WHAT IS NEEDED:
The answer must be a single number: how many lines in the entries below contain the word "parameter".

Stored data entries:
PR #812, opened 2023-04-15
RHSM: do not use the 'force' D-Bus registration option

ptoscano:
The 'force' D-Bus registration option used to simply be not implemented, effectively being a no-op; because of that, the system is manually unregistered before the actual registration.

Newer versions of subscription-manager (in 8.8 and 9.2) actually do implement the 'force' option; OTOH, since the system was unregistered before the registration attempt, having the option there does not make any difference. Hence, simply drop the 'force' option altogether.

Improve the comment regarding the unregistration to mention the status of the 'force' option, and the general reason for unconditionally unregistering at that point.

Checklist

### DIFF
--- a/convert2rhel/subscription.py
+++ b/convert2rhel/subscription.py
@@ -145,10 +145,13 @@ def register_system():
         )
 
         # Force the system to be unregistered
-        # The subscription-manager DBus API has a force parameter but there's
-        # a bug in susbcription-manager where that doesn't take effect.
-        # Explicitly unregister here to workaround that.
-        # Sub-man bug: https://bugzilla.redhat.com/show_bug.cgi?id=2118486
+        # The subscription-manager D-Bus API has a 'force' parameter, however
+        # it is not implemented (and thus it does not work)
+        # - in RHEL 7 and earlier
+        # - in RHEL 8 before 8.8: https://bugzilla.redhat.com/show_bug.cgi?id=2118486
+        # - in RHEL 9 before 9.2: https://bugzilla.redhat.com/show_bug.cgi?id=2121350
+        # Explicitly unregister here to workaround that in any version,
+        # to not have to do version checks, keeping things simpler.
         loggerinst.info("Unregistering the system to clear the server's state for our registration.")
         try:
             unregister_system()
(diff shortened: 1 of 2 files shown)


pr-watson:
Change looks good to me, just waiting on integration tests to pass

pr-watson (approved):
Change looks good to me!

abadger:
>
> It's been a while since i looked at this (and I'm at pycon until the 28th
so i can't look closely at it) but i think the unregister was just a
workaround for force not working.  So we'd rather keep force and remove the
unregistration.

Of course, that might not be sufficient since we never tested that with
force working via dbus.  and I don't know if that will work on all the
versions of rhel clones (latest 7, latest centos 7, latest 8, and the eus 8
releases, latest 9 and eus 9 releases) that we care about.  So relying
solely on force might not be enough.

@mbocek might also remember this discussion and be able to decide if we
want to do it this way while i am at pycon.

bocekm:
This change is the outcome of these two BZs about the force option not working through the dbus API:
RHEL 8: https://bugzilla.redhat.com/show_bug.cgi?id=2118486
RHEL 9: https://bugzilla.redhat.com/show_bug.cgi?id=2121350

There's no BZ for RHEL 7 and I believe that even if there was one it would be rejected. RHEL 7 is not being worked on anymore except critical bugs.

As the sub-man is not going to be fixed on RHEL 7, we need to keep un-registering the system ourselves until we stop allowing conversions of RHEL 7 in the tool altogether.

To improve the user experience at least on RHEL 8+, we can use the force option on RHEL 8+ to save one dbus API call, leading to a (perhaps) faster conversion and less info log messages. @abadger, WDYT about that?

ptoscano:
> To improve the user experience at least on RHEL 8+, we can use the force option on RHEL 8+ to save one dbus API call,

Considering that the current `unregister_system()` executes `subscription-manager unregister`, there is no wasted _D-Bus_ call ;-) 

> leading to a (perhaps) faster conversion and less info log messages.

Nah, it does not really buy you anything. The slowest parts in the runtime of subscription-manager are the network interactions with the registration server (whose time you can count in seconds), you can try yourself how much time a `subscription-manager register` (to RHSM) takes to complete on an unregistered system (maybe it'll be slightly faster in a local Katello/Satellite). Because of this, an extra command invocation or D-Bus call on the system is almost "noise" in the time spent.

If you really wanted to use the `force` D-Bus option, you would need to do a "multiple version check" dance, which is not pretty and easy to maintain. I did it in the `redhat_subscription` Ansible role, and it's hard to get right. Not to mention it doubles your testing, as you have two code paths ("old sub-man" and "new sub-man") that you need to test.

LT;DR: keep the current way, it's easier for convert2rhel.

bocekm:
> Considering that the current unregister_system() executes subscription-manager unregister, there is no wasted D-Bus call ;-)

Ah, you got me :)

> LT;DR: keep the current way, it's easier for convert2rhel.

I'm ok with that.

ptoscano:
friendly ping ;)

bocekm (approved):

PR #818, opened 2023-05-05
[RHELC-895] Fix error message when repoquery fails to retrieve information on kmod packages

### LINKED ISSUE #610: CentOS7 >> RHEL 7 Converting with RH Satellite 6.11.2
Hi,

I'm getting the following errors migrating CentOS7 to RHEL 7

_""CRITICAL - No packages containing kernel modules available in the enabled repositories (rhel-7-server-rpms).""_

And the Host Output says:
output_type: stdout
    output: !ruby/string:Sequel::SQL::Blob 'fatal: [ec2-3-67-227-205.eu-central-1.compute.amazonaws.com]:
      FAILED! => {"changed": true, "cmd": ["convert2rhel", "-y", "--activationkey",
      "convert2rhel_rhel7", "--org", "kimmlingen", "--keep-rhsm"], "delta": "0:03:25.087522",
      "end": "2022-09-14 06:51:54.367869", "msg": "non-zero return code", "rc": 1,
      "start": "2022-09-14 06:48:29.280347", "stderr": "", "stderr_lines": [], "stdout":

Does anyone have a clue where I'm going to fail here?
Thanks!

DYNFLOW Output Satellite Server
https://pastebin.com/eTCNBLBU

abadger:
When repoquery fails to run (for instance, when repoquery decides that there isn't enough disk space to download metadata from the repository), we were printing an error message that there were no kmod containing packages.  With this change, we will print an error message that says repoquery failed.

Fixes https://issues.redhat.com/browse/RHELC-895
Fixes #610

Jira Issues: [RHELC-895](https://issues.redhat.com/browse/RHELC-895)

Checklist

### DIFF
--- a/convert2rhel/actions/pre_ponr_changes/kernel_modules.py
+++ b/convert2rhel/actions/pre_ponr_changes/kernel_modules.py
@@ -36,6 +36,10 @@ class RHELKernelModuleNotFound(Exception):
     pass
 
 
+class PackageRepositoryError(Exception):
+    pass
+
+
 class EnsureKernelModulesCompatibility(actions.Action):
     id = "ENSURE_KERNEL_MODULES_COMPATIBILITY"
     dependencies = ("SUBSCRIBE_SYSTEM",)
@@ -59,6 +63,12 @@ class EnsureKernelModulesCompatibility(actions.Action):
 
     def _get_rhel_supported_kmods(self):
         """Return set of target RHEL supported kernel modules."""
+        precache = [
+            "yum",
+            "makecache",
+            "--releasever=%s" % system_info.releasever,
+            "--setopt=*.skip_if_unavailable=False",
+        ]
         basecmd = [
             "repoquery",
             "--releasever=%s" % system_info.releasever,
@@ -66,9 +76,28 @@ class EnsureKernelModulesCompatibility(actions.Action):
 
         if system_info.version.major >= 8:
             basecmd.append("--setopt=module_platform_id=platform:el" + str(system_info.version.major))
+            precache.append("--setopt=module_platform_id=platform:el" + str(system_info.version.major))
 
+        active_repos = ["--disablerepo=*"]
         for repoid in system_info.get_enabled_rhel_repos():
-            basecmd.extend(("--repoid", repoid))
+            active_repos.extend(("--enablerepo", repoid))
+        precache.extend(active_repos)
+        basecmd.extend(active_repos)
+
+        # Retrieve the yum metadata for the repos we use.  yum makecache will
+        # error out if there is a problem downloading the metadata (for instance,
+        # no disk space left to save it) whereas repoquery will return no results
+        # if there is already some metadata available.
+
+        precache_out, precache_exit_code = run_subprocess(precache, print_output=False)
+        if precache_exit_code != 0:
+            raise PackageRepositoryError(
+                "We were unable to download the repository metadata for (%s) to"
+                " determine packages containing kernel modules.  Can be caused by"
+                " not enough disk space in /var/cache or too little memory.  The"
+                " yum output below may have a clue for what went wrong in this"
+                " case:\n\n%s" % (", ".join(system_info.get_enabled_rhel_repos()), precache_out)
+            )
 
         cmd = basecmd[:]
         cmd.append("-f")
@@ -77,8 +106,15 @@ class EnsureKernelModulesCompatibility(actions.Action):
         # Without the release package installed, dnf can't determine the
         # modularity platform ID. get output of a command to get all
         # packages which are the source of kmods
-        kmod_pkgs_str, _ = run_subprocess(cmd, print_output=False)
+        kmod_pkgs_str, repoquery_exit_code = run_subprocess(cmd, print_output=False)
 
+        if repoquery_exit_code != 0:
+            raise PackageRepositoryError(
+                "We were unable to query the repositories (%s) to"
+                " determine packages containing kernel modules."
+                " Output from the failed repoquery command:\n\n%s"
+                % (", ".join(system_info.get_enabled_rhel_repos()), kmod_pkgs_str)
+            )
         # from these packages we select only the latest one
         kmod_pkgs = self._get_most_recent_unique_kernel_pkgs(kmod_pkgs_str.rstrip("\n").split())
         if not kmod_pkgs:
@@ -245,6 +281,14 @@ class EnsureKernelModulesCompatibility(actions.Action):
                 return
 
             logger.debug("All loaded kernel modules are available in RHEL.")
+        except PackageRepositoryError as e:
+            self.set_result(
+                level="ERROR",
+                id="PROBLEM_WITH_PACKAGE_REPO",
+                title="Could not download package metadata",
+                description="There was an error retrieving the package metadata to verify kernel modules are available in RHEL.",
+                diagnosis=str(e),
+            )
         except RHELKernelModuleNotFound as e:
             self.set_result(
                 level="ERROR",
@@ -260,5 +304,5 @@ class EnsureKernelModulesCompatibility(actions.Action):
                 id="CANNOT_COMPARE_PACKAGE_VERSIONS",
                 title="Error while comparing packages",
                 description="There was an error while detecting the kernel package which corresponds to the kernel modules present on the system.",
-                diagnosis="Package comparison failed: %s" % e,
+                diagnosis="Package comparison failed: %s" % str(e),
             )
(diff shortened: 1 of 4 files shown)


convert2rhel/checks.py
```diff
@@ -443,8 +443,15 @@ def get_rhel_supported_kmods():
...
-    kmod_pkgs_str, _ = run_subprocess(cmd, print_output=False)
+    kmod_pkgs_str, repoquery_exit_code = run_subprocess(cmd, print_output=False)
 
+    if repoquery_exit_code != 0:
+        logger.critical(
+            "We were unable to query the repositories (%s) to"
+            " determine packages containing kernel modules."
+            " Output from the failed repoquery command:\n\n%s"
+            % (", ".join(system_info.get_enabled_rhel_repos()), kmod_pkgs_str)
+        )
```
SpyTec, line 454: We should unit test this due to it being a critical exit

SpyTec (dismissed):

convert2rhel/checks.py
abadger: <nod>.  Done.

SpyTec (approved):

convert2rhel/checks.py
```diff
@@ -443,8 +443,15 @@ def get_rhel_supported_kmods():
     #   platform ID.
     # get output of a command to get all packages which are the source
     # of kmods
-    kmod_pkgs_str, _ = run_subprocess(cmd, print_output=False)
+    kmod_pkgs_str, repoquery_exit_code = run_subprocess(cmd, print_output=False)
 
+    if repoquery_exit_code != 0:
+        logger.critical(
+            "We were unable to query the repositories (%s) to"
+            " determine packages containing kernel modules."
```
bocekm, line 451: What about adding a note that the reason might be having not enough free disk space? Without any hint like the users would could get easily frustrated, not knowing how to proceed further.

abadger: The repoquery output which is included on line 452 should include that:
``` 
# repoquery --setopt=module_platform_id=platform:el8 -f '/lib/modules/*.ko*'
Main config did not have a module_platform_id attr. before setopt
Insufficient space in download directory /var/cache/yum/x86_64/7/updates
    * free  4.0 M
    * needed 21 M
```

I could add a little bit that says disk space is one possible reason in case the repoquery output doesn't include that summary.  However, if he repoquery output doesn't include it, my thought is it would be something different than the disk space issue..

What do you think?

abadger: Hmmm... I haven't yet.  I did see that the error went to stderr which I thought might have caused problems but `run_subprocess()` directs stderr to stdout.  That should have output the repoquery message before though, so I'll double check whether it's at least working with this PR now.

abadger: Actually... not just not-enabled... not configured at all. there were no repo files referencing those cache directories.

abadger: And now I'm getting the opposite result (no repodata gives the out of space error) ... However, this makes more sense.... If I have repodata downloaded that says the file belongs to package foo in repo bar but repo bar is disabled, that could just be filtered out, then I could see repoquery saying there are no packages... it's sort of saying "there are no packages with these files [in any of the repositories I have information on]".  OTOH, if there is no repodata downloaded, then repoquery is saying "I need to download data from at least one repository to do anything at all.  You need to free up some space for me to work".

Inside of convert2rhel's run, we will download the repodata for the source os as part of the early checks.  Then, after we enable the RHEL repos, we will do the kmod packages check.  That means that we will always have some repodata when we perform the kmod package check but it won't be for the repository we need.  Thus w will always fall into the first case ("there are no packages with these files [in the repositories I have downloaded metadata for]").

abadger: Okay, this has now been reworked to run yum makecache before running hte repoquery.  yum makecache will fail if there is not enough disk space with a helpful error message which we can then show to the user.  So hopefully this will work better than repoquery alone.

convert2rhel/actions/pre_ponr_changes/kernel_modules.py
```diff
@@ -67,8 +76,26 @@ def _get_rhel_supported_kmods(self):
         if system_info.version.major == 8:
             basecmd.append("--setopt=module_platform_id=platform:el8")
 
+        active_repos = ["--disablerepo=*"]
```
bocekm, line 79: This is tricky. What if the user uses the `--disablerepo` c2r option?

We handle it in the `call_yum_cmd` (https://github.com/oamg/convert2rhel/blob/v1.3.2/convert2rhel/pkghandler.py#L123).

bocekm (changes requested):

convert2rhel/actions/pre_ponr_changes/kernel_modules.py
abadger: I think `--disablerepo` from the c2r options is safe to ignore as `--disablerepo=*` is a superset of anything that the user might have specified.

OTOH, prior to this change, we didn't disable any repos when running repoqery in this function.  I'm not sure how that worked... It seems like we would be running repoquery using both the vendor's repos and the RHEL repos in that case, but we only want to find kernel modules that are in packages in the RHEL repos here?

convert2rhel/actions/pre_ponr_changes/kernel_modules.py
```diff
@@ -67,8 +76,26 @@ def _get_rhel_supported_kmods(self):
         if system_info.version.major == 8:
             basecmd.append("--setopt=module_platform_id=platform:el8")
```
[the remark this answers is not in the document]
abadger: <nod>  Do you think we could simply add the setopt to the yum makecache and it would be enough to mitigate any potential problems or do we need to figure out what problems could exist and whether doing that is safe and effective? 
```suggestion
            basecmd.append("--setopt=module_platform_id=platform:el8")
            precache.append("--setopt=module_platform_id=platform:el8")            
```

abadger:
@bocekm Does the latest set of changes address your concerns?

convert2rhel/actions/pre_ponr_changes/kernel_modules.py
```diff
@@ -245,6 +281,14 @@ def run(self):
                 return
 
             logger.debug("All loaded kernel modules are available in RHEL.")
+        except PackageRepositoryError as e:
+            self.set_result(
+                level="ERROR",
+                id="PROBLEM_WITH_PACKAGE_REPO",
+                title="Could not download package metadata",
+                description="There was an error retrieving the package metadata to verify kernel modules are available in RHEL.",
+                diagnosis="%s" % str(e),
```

FINAL ANSWER:
2